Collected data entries
=== Begin Enclosure ===
PR #1308, opened 2026-05-26
feat: support default opacity value in Color control

andrewreifman:
This update allows users to set a default color opacity value along with the default color value. With changes included in `cosmos`, this default opacity value will also be displayed in the Color control.

https://github.com/user-attachments/assets/caa3daef-5c00-4e7e-a106-11309192755d

### DIFF
--- a/packages/controls/src/controls/color/color.test.ts
+++ b/packages/controls/src/controls/color/color.test.ts
@@ -132,6 +132,7 @@ describe('Color', () => {
     function assignTest(_def: ColorDefinition) {}
     assignTest(Color({ label: 'background' }))
     assignTest(Color({ defaultValue: 'red' }))
+    assignTest(Color({ defaultValue: { color: '#4f46e5', opacity: 0.25 } }))
     assignTest(Color({ label: 'background', labelOrientation: 'horizontal' }))
     assignTest(
       Color({
@@ -176,6 +177,25 @@ describe('Color', () => {
           .resolveValue(data, colorResolver)
           .readStable(),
=== End Enclosure ===
What is needed:
Check each line above for the string "defaultValue" and copy every line that has it.

Expected answer:
     assignTest(Color({ defaultValue: 'red' }))
+    assignTest(Color({ defaultValue: { color: '#4f46e5', opacity: 0.25 } }))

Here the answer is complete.